New Post: Time lost at end of MP3 file during WAV -> MP3 conversion using Media Foundation

Matt,

I've been using NAudio to convert WAV files to MP3 with some success. However, I've come across a problem that I hope you can help me with. I have some test audio files that when I use NAudio to convert to MP3 it seems not all of the compressed audio is written out. In my tests, it shows that I lose a second of audio according to my player and I can indeed hear that the WAV is slightly longer. What I've tried so far:

I. Inside MediaFoundationEncoder.ConvertOneBuffer I detect when a "partial" buffer will be used to generate a sample and pad the remaining buffer with 0's. It seems to write out the entirety of the audio data plus a section of silence. I can confirm with an audible test as well as an inspection of the binary data against the "truncated" MP3 (I've seen up to 892 extra non-zero bytes get written out when I pad). However, I'd question whether all the "zero" bytes are written out.

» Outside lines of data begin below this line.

PR #7883, opened 2026-09-03
feat(readout): record statistics of the half-filled sea are determinantal

jonathonreilly:
## Summary

Conditional bounded theorem note + exact runner + cache: **on the half-filled staggered sea, the record statistics of the emergent fermion form a determinantal point process whose kernel is the sea's own one-particle projector `P`.** The finished set of records at `S` has odds `det P_S` (exact over `Q(sqrt3)` and `Q(sqrt2)` on the two open clusters, and verified against the Jordan-Wigner ground state pattern by pattern); the odds at a site given any records elsewhere are the **Schur complement** of `P` (0 mismatches against explicit Lueders conditioning); PR #7858's twelve forbidden corner pairs are determinantal zeros in closed form, `det P_uv = 0`; a record at separation `d` shifts a site's odds by exactly `2 P_vu^2`, with `|P_vu|` falling as the inverse cube of the distance and vanishing exactly on separations of the wrong parity; the six neighbours enter additively; and no finite record set forces a value unless it covers the whole support of the kernel's row. Admissibility's "distribution determined by the neighbourhood conditions" is, on this vacuum, an explicit kernel formula whose reach is not capped and arrives through the lattice.

- `docs/RECORD_STATISTICS_OF_THE_HALF_FILLED_SEA_ARE_DETERMINANTAL_CONDITIONAL_BOUNDED_THEOREM_NOTE_2026-09-03.md` (324 lines)
- `scripts/record_statistics_of_the_half_filled_sea_are_determinantal_check_2026_09_03.py` (`TOTAL: PASS=28 FAIL=0`, 8 s)
- `logs/runner-cache/record_statistics_of_the_half_filled_sea_are_determinantal_check_2026_09_03.txt`

## Theorems

- **T1** the finished set's odds are determinantal (cube and block; exact quadratic-field arithmetic; value multiset; the zeros; no pair minor vanishes at half filling).
- **T2** the empty vacuum's forbidden pairs (PR #7858) are determinantal zeros, `det P_uv = P_uu P_vv - P_uv^2 = 0`, recovering the 384 cancellation zeros from `P` alone; the manifold projector has none.
- **T3** conditioning is the Schur complement; the joint law `P(A occ, B empty) = (-1)^|B| det (P - 1_B)_{A u B}`; edge records push forward through constant fibres; order independence.
[...]

PR #7876, opened 2026-09-03
[review-loop salvaged and landed] finite cube conditioning and equality kernel

jonathonreilly:
## Summary

Bounded theorem note + exact runner + cache on what a **tick** does when record formation is interleaved with the pre-record hopping dynamics, on the emergent-fermion cube's `N = 2` sector, for a fully **stipulated** tick model (geometric formation with probability `p`, Lueders conditioning, post-record Hamiltonian `H_R` = the hop terms on unrecorded sites; a Model B alternative named). The result: Lueders conditioning alone is not an update clause. With any evolution between records the finished set's odds depend on the schedule, the selection-rule zeros of the stipulated ground state are vacated at first order in the gap with exact coefficient `1/8`, and **no pre-record state is invariant under all the post-record Hamiltonians** (joint kernel of dimension 0, closed exactly). The count of records still supplies a clock.

- `docs/RECORD_TICKS_ADMIT_NO_INVARIANT_PRE_RECORD_STATE_BOUNDED_THEOREM_NOTE_2026-09-03.md` (319 lines)
- `scripts/record_ticks_admit_no_invariant_pre_record_state_check_2026_09_03.py` (`TOTAL: PASS=24 FAIL=0`, 13 s; exact except deterministic unsampled propagator evaluations tagged numerical and one fenced seeded witness)
- `logs/runner-cache/record_ticks_admit_no_invariant_pre_record_state_check_2026_09_03.txt`

## Theorems (cube, `N = 2` record sector, 896-dim)

- **T1** the sector, the exact diagonal gauge onto Jordan-Wigner, and the ground state's 384 cancellation zeros (the corner pairs sharing an x-face).
- **T2** if every record forms before any evolution, the finished set reproduces the pre-record Born diagonal exactly (PR #7858's order independence recovered as the `tau = 0` boundary).
- **T3** one record already vacates the zero set at first order: `var(H_R) = 1/4` or `3/8` after any single record, never 0; forbidden mass `m(t) = t^2/8 + O(t^4)` exactly.
- **T4** the joint kernel of `{H_R - H_R'}` over all single-site record sets, with `{H_R - H}`, has dimension 0: no nonzero pre-record state is invariant under all post-record Hamiltonians (closed exactly by union-find over 69888 unit-ratio conditions with a `Z4` phase).
[...]

PR #7895, opened 2026-09-03
feat(readout): a relaxation tick is well-posed and loses the sea statistics

jonathonreilly:
## Summary

Bounded theorem note + exact runner + cache turning the vacuum panel's candidate tick wording ("Between records, the lattice settles into its lowest-energy arrangement") into a fully stipulated model `M_R` (Lueders formation in a declared order, then replacement by the ground state of `H` restricted to the records) and computing what it does on the emergent cube against the reference any tick has to reproduce, the half-filled sea's own record statistics. **`M_R` is well-posed and memoryless (the restricted Hamiltonian is exactly PR #7876's `H_R`, so the state is a function of the records alone), but it is not the sea's registration:** every one of the 4096 patterns becomes admissible (none of the sea's 2112 zeros survives: 1856 charge zeros and the 256 cancellation zeros on the eight closed corner stars), the odds depend on the order in which the sites record (`TV(identity, reverse) = 1/3` exactly; maximal pairwise `TV = 0.727` over 32 declared orders), and the readable charge is no longer sharp (`var Q = 13/12`), though `<Q> = 0` and `<N> = 4` survive on average. Bonus exact facts: the sea's own record odds are flat `2^-k` with nothing forced for `k <= 3`; at `p = 1` (all sites at once) the distribution is the sea's Born distribution; conditioning alone costs `sqrt 3 / 3` of energy per record (`<H_R> = -(12 - k)/sqrt 3`); and `Z_e` is the unique one-site operator commuting with every corner parity, so the record basis is already fixed and the open content of a tick is the formation rule (rate and odds), not the basis.

- `docs/A_RELAXATION_TICK_IS_WELL_POSED_AND_LOSES_THE_SEAS_RECORD_STATISTICS_BOUNDED_THEOREM_NOTE_2026-09-03.md` (328 lines)
- `scripts/relaxation_tick_well_posed_loses_sea_record_statistics_check_2026_09_03.py` (`TOTAL: PASS=26 FAIL=0`, 45 s; no seeds, every order a literal; trees enumerated whole)
- `logs/runner-cache/relaxation_tick_well_posed_loses_sea_record_statistics_check_2026_09_03.txt`

## Theorems

- **T1** the restriction identity `P_S H P_S = sum_{e not in R} T_e` (every hop flips exactly one edge qubit): `M_R` is memoryless.
- **T2** the sea's flat odds and its zeros (support `1984 = 62 x 32`; `2112` zeros; the eight closed corner stars).
- **T3** under `M_R` every pattern becomes admissible; `TV(M_R, sea) = 1283/2880`; PR #7876's Model A at `tau = 0.5` is closer.
- **T4** order dependence (`1/3` exactly; `0.727` maximal over the declared set, a lower bound on the spread over all `12!` orders).
- **T5** half filling survives on average, the charge does not stay sharp; the `N`-superselected variant restores it but still loses the 256 cancellation zeros (executor correction kept: the relaxed state is not `N`-sharp at the 1456 degenerate nodes, at ticks 5, 6, 8, 9, 11).
- **T6** relaxation is not the sea held to the records (`F = 0.9626` at every one-record block; energy lowered at every block, peak drop at `k = 9`).
- **T7** the pointer-basis table.

## Boundary

- One cluster, one sector, one filling; the tick model and its tie-break stipulated and derived from nothing; an obstruction for one stipulated model, not a no-go; the panel's sentence is quoted as a candidate wording and not called wrong; nothing here says what the framework's tick is.

## Context

- Parent: PR #7876 (record ticks admit no invariant pre-record state; its `tau`/`H_R` interface); pointers to PR #7883 (the sea's determinantal record statistics), PR #7842 (the selection-rule zeros), PR #7858, PR #7879.
- Part of the owner-authorised 24-hour matter-to-TOE campaign (2026-09-02/03); the vacuum panel's tick question.

### DIFF
--- a/docs/A_RELAXATION_TICK_IS_WELL_POSED_AND_LOSES_THE_SEAS_RECORD_STATISTICS_BOUNDED_THEOREM_NOTE_2026-09-03.md
+++ b/docs/A_RELAXATION_TICK_IS_WELL_POSED_AND_LOSES_THE_SEAS_RECORD_STATISTICS_BOUNDED_THEOREM_NOTE_2026-09-03.md
@@ -1,0 +1,328 @@
+---
+claim_id: relaxation_tick_well_posed_loses_sea_record_statistics
+claim_type: bounded_theorem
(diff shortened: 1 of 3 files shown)


jonathonreilly:
**Narrowing from PR #7904, reported for this note's reader.** The emergent sea's cancellation zeros follow an exact determinant criterion on the sea's projector (`det P_T = 0` iff the empty band carries a state supported inside the corner set `T`); the closed-corner-star description is the flat-band special case (`h^2 = cI`). One cube taller (the `2x2x3` slab) the zeros are 120 corner patterns, most not stars, and on the `6^3` and `8^3` tori at PR #7883's own optimal twists no closed star is singular and no exact zero is found in the scanned range. The computations here stand on their clusters; the further reading that the cube's zeros register a known three-dimensional selection rule is withdrawn to the flat-band clusters it was computed on.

II. I've tried making the managedBuffer object a dynamic length to match that of the actual "read" bytes from the inputProvider. This results in the same output as your original code.

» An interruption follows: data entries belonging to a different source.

PR #8870, opened 2026-09-23
Quantify first-birth energy spread in compensated path target

jonathonreilly:
On the seven-site compensated rotor path, the actual first birth raises the target's mean energy by `32δ/3` in the stated Hamiltonian convention. Its conditional transition-energy variance is `56δ²/9` for both resolved and coherent instruments. Adding `μN` changes the mean by `2μ` per birth without changing the variance or marked histories, so this finite-path spread remains an energy-accounting obligation even when the mean is offset.

The note uses all actual first channel vectors in the 52-state Gauss sector. A separate root rotor-path calculation matches every vector to the independently built PRE matrix from #8865 and checks the moments with exact integer and rational arithmetic. The portable runner was rerun in this worktree; its scientific result matched the committed result. The publication verifier authenticated seven artifacts and three source dependencies; the branch has a clean diff and no whitespace errors.

This is a provisional review proposal for a supplied target and one finite first event. It supplies no autonomous reservoir or measured heat cost, makes no all-time heating claim, and has no separate independent post-result review or formal audit verdict.


JONbridgerapps:
Landed the reviewed, narrowed source from frozen head `4f5f210ecc33a8eba817fcfb153c9f43f81b96a6` in 1c9a243e9b393520183bb06600dec3da9182371a as part of the combined thirteen-PR compensated formation and energy batch.

All original paths have explicit dispositions. The canonical science paths are landed with the corrections above and fresh evidence. Historical auxiliary scripts, experiment outputs, findings and campaign state are deferred and preserved on branch `codex/mobile-record-energy-spread-20260923` at `4f5f210ecc33a8eba817fcfb153c9f43f81b96a6`; they are not certified by this review. The generated citation manifest is replaced by the shared current-main manifest. No auxiliary calculation was silently discarded.

PR #8872, opened 2026-09-23
physics-loop: admissibility induced-law block 97 - a record that cannot read the field from its own motion hops on its own clock, and with kept books records attract

JONbridgerapps:
## Block 97 — a record that cannot read the field from its own motion hops on its own clock, and with kept books records attract

Hand-off PR against `main`. Block 95 (#8860) found that records hopping in block 53's clock field attract or repel according to `(2a − 1) log κ`, with no clause fixing either factor. This block fixes both. Nothing is adopted, and no parked decision is touched.

**Exact.**
- **T1:** every rate `w_x^a w_y^(1−a)` has degree one (no master clock). Counted in ticks of the site it occupies, a record hops `(w_y/w_x)^(1−a)` times per tick and picks a direction with odds proportional to `w_y^(1−a)`. Both are free of the field only for `a = 1`, the hop timed by the site the record occupies. Timed by the bond, a record could read the field from its own hopping (`√(w_y/w_x)` hops per own tick). Timed by the site it enters, it heads for fast clocks.
- **T2:** for amplitudes, the three timings are similar generators (`WH`, `√W H √W`, `HW`): one dynamics. For records they are three stationary laws (`1/w`, `1`, `w`). So block 54's local-time clause does not decide for records; read as the arrival of a record, it would give `a = 0`.
- **T3:** with `a = 1` and block 55's kept books (`log κ = −(γ/6) E/w̄`), block 95's pair term is `−(γE/w̄) G(r)`, which is attractive. On `4³`, `U(1,0,0) − U(2,0,0) = −(γE/w̄)(228/7680)`.

**Principle supplied:** a record cannot read the field from its own motion. It is a statement about locality, not about the sign, and it has a unique solution.

**Correction made while writing.** The first draft took block 54's clause as the principle. T2 showed that clause does not decide for records, so the principle is now stated on its own, and the title and claim id were changed before the gates.

**Evidence.** Runner `scripts/admissibility_rule_a_record_that_cannot_read_the_field_from_its_own_motion_hops_on_its_own_clock_2026_09_23.py`: `TOTAL: PASS=11 FAIL=0`. Each of the 6 mutations fails in its own family only. Two pipeline passes (`rows=4988`, `graph_delta=acknowledged`); lints clean. Author checks only; no independent review has taken place.


JONbridgerapps:
**Note after the owner's landing of block 55 (c3f8c47a58, 2026-09-23, supervisor).**

As landed on main, block 55 changes two things this note relies on:
- It keeps its reciprocal point-force algebra as a separately supplied model with its own coupling, "not implicitly the gamma normalization" of its field law.
- It states that no physical source or exact packet force is established.

So T3's premise `log κ = −(γ/6) E/w̄` is the PR text's corollary. Within the landed block 55 it is an identification of the point-force model's source with the linearized field law, not a consequence.

T1, T2 and the locality principle that selects `a = 1` do not depend on it. T3's conclusion (with `a = 1`, records attract with `U = −(γE/w̄)G`) stands conditional on that identification, or on any clause that makes a record's source proportional to its energy with a negative coefficient. Block 104 (#8931) states the same identification explicitly.

JONbridgerapps:
Landed the reviewed, narrowed source from frozen head `f6c81d4a73f6b0547340749e1d1655b2f92a7ef8` in 8cc5f114f0d703100d6a7a764a1c689c7a56d65f as part of the combined fifteen-PR clock and locality batch.

- Neutralize torus sources, require constant diagonal for recomputed pair law, restrict uniform directions to W=1 with rate w/12, distinguish transverse ray projection and exact normalized birth probabilities, preserve scalar onsite-energy counterexample and separate coupling hypotheses.

All original paths have explicit dispositions. The canonical science paths are landed with the corrections above and fresh evidence. Historical auxiliary scripts, experiment outputs, findings and campaign state are deferred and preserved on branch `physics-loop/admissibility-induced-law-block97-a-record-that-cannot-read-the-field-hops-on-its-own-clock-20260923` at `f6c81d4a73f6b0547340749e1d1655b2f92a7ef8`; they are not certified by this review. The generated citation manifest is replaced by the shared current-main manifest. No auxiliary calculation was silently discarded.

PR #8873, opened 2026-09-23
Bound finite-time electric tails after record formation

jonathonreilly:
Actual record motion and repeated formation shift electric links in the compensated target. This PR proves that a fixed link with an initially finite exponential field moment keeps that moment finite at every finite time, uniformly in graph volume at fixed degree. For initial zero field, a direct absolute-value bound gives a prefactor-one Chernoff tail. The locally normal infinite target inherits the estimate through the bounded-observable volume limit in #8852.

III. I've also tried adjusting the BytesToNsPosition to actually give me the bytes for the next whole "Frame" (because MP3 framerate is 38fps: 26 * waveFormat.BitsPerSample / 8). This resulted in a buffer size of 52 for my data which basically increased the time to convert and gave the same result as your base source code.

Questions:

I noticed that for the same input WAV file it appears as if the IMFSinkWriter statistics show that the qwNumSamplesReceived is greater than qwNumSamplesProcessed/Encoded. Is this expected behavior? My thought here was that the IMFSinkWriter receives a WriteSample request but won't queue the bytes for write until a "full" sample has been created and thus explains why when I pad the managedBuffer it appears to write the remaining non-zero data.
I feel that whatever problem I'm experiencing has to do with the remaining bytes read from the inputProvider (WAVReader in this case) not being able to create a "complete" sample but I don't see a way to calculate what this "complete" sample would need to be. I know that when encoding bytes it sometimes takes a minimum number of input bytes for the algorithm to work but I also feel this is being done when I call DoFinalize() on the IMFSinkWriter. Any clarity on the process the Media Foundation goes through would be helpful.

I'm going to post this message both at CodeProject and CodePlex.